BEGIN

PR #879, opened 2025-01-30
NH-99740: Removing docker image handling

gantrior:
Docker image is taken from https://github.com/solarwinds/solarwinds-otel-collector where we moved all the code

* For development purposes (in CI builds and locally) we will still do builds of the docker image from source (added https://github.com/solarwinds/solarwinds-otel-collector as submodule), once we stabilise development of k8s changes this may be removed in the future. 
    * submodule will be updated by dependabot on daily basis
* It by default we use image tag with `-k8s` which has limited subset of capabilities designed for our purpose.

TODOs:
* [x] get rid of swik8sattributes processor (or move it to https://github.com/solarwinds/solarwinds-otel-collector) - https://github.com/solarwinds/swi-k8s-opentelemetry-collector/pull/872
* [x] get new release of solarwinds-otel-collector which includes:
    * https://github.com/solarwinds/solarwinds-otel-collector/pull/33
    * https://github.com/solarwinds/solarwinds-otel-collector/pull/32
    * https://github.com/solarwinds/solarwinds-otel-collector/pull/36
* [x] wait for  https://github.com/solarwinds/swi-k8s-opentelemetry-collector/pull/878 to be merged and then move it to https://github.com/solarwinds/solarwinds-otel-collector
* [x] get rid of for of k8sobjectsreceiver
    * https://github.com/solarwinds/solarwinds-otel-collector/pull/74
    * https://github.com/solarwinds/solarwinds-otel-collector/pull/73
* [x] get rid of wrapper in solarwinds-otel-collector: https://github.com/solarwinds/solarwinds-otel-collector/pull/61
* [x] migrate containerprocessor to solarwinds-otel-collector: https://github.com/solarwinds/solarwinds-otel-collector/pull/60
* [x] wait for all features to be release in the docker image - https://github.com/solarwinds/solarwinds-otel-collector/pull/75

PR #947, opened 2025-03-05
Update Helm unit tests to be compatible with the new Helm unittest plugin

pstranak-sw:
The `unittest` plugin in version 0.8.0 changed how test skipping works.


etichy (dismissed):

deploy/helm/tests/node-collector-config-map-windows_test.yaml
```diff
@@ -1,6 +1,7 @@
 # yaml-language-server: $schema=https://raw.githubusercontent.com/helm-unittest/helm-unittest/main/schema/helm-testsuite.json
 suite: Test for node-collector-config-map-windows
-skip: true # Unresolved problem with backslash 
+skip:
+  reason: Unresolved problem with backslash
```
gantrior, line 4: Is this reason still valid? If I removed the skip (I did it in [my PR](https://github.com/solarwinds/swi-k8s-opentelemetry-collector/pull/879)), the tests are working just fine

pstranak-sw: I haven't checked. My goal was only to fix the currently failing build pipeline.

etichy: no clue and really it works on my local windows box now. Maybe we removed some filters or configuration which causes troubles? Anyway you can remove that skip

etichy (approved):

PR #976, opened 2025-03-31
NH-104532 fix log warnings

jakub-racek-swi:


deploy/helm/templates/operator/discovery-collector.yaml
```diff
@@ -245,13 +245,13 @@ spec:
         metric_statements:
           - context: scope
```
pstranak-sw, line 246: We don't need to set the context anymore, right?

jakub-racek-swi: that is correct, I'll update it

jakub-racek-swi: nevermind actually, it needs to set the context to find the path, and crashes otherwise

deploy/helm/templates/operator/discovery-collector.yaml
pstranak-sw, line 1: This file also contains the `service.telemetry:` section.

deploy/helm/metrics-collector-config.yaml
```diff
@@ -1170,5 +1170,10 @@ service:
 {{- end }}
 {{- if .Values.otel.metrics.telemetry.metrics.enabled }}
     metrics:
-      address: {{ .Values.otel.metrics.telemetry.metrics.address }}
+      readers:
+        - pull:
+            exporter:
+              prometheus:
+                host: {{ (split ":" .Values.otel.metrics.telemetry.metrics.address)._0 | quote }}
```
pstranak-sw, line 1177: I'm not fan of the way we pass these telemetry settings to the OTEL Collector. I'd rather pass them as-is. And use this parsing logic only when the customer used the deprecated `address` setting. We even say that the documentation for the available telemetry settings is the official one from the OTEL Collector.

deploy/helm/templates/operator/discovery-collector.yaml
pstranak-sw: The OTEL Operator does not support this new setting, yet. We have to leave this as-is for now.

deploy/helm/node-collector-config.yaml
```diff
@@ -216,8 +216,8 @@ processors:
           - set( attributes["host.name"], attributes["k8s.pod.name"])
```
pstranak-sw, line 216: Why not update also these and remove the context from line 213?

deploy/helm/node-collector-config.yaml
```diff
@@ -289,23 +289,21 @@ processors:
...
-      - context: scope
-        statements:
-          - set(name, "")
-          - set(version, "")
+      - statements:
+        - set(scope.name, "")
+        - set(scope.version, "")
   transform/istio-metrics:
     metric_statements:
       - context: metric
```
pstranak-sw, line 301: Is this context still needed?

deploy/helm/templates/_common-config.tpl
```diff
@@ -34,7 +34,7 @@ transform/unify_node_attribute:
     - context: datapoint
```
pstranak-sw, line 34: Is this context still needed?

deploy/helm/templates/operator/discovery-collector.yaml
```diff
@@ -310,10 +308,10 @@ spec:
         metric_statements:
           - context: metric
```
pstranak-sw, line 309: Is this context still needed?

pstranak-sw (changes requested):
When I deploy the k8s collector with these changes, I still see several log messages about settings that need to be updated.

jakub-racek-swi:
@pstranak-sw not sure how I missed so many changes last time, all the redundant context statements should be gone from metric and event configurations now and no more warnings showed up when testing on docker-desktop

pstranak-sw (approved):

END

**TASK INSTRUCTIONS:** Go through the listing and write out each line exactly.

**ANSWER:**
PR #879, opened 2025-01-30
NH-99740: Removing docker image handling

gantrior:
Docker image is taken from https://github.com/solarwinds/solarwinds-otel-collector where we moved all the code

* For development purposes (in CI builds and locally) we will still do builds of the docker image from source (added https://github.com/solarwinds/solarwinds-otel-collector as submodule), once we stabilise development of k8s changes this may be removed in the future. 
    * submodule will be updated by dependabot on daily basis
* It by default we use image tag with `-k8s` which has limited subset of capabilities designed for our purpose.

TODOs:
* [x] get rid of swik8sattributes processor (or move it to https://github.com/solarwinds/solarwinds-otel-collector) - https://github.com/solarwinds/swi-k8s-opentelemetry-collector/pull/872
* [x] get new release of solarwinds-otel-collector which includes:
    * https://github.com/solarwinds/solarwinds-otel-collector/pull/33
    * https://github.com/solarwinds/solarwinds-otel-collector/pull/32
    * https://github.com/solarwinds/solarwinds-otel-collector/pull/36
* [x] wait for  https://github.com/solarwinds/swi-k8s-opentelemetry-collector/pull/878 to be merged and then move it to https://github.com/solarwinds/solarwinds-otel-collector
* [x] get rid of for of k8sobjectsreceiver
    * https://github.com/solarwinds/solarwinds-otel-collector/pull/74
    * https://github.com/solarwinds/solarwinds-otel-collector/pull/73
* [x] get rid of wrapper in solarwinds-otel-collector: https://github.com/solarwinds/solarwinds-otel-collector/pull/61
* [x] migrate containerprocessor to solarwinds-otel-collector: https://github.com/solarwinds/solarwinds-otel-collector/pull/60
* [x] wait for all features to be release in the docker image - https://github.com/solarwinds/solarwinds-otel-collector/pull/75

PR #947, opened 2025-03-05
Update Helm unit tests to be compatible with the new Helm unittest plugin

pstranak-sw:
The `unittest` plugin in version 0.8.0 changed how test skipping works.


etichy (dismissed):

deploy/helm/tests/node-collector-config-map-windows_test.yaml
```diff
@@ -1,6 +1,7 @@
 # yaml-language-server: $schema=https://raw.githubusercontent.com/helm-unittest/helm-unittest/main/schema/helm-testsuite.json
 suite: Test for node-collector-config-map-windows
-skip: true # Unresolved problem with backslash 
+skip:
+  reason: Unresolved problem with backslash
```
gantrior, line 4: Is this reason still valid? If I removed the skip (I did it in [my PR](https://github.com/solarwinds/swi-k8s-opentelemetry-collector/pull/879)), the tests are working just fine

pstranak-sw: I haven't checked. My goal was only to fix the currently failing build pipeline.

etichy: no clue and really it works on my local windows box now. Maybe we removed some filters or configuration which causes troubles? Anyway you can remove that skip

etichy (approved):

PR #976, opened 2025-03-31
NH-104532 fix log warnings

jakub-racek-swi:


deploy/helm/templates/operator/discovery-collector.yaml
```diff
@@ -245,13 +245,13 @@ spec:
         metric_statements:
           - context: scope
```
pstranak-sw, line 246: We don't need to set the context anymore, right?

jakub-racek-swi: that is correct, I'll update it

jakub-racek-swi: nevermind actually, it needs to set the context to find the path, and crashes otherwise

deploy/helm/templates/operator/discovery-collector.yaml
pstranak-sw, line 1: This file also contains the `service.telemetry:` section.

deploy/helm/metrics-collector-config.yaml
```diff
@@ -1170,5 +1170,10 @@ service:
 {{- end }}
 {{- if .Values.otel.metrics.telemetry.metrics.enabled }}
     metrics:
-      address: {{ .Values.otel.metrics.telemetry.metrics.address }}
+      readers:
+        - pull:
+            exporter:
+              prometheus:
+                host: {{ (split ":" .Values.otel.metrics.telemetry.metrics.address)._0 | quote }}
```
pstranak-sw, line 1177: I'm not fan of the way we pass these telemetry settings to the OTEL Collector. I'd rather pass them as-is. And use this parsing logic only when the customer used the deprecated `address` setting. We even say that the documentation for the available telemetry settings is the official one from the OTEL Collector.

deploy/helm/templates/operator/discovery-collector.yaml
pstranak-sw: The OTEL Operator does not support this new setting, yet. We have to leave this as-is for now.

deploy/helm/node-collector-config.yaml
```diff
@@ -216,8 +216,8 @@ processors:
           - set( attributes["host.name"], attributes["k8s.pod.name"])
```
pstranak-sw, line 216: Why not update also these and remove the context from line 213?

deploy/helm/node-collector-config.yaml
```diff
@@ -289,23 +289,21 @@ processors:
...
-      - context: scope
-        statements:
-          - set(name, "")
-          - set(version, "")
+      - statements:
+        - set(scope.name, "")
+        - set(scope.version, "")
   transform/istio-metrics:
     metric_statements:
       - context: metric
```
pstranak-sw, line 301: Is this context still needed?

deploy/helm/templates/_common-config.tpl
```diff
@@ -34,7 +34,7 @@ transform/unify_node_attribute:
     - context: datapoint
```
pstranak-sw, line 34: Is this context still needed?

deploy/helm/templates/operator/discovery-collector.yaml
```diff
@@ -310,10 +308,10 @@ spec:
         metric_statements:
           - context: metric
```
pstranak-sw, line 309: Is this context still needed?

pstranak-sw (changes requested):
When I deploy the k8s collector with these changes, I still see several log messages about settings that need to be updated.

jakub-racek-swi:
@pstranak-sw not sure how I missed so many changes last time, all the redundant context statements should be gone from metric and event configurations now and no more warnings showed up when testing on docker-desktop

pstranak-sw (approved):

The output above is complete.